# Lambda (anonymous) functions
Defined without a name.
Used when we need a "small" function for a short amount of time...

In [None]:
def f(x):
    return x ** 2
    
print(f(5))

In [None]:
f = lambda x: x ** 2
print(f(5))

In [None]:
# you don't actually have to give it a name, hence the "anonymous"
# can be used one time

(lambda x: x ** 2)(5)

In [None]:
(lambda x, y: x + y)(1, 2)

So why bother with an unnamed lambda? Why not simply use 1+2?

...

We can save the time by using lambda function as an argument of another function (which needs a function)...

In [None]:
def is_valid_seq(seq, is_valid_letter_func):

    for letter in seq:
        if not is_valid_letter_func(letter):
            return False
            
    return True

dna_seq = 'ACGTTGACGT'
print(is_valid_seq(dna_seq, lambda nt: nt in 'ACGT'))
print(is_valid_seq(dna_seq, lambda nt: nt in 'ACGU'))

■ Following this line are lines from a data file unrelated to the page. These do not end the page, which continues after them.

PR #211, opened 2020-08-01
Correct boost_python3 component on non-Debian systems

s0600204:
### Purpose
In #202, the following change was made:

```diff
         ELSEIF (USE_PYTHON_3)
-            SET(BOOST_PYTHON_COMPONENT "python3")
+            SET(BOOST_PYTHON_COMPONENT "python-py${PYTHON_VERSION_MAJOR}${PYTHON_VERSION_MINOR}")   # This may be specific to Ubuntu xenial
```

# so we can specify the behavior of the required function "on the go", without having to predifine it

In [None]:
# another example of usage

pairs = [(1, 6), (4, 2), (8, 1), (7, 6)]
print(sorted(pairs, key = lambda pair: pair[0] - pair[1]))

Note: if your lambda function becomes too long (and hardly readable), then define the function separately...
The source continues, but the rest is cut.